(Saved data entries)
((
PR #64, opened 2020-07-28
Renaming Variables

colemanliyah:
changing the name of variables that caused errors when deployed

### DIFF
--- a/src/main/java/com/google/sps/servlets/QuizPoints.java
+++ b/src/main/java/com/google/sps/servlets/QuizPoints.java
@@ -1,5 +1,5 @@
 package com.google.sps.servlets;
- 
+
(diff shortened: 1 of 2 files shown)


src/main/java/com/google/sps/servlets/QuizPoints.java
```diff
@@ -1,5 +1,5 @@
 package com.google.sps.servlets;
-
```
devonwasson, line 2: Please remove these extra spaces that get added to files. I have no idea where they keep coming from (because I highly doubt you guys are doing this intentionally) but it might be worth trying to figure out the source of them so we can prevent them from sneaking into future PRs.

colemanliyah: Got it!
))
▶ **WHAT YOU SHOULD DO**:
Please quote exactly the lines from the one containing "changing the name" through the last line of the records above, both included, and nothing else.

▶ **SOLUTION TO THIS EXERCISE**:
changing the name of variables that caused errors when deployed

### DIFF
--- a/src/main/java/com/google/sps/servlets/QuizPoints.java
+++ b/src/main/java/com/google/sps/servlets/QuizPoints.java
@@ -1,5 +1,5 @@
 package com.google.sps.servlets;
- 
+
(diff shortened: 1 of 2 files shown)


src/main/java/com/google/sps/servlets/QuizPoints.java
```diff
@@ -1,5 +1,5 @@
 package com.google.sps.servlets;
-
```
devonwasson, line 2: Please remove these extra spaces that get added to files. I have no idea where they keep coming from (because I highly doubt you guys are doing this intentionally) but it might be worth trying to figure out the source of them so we can prevent them from sneaking into future PRs.

colemanliyah: Got it!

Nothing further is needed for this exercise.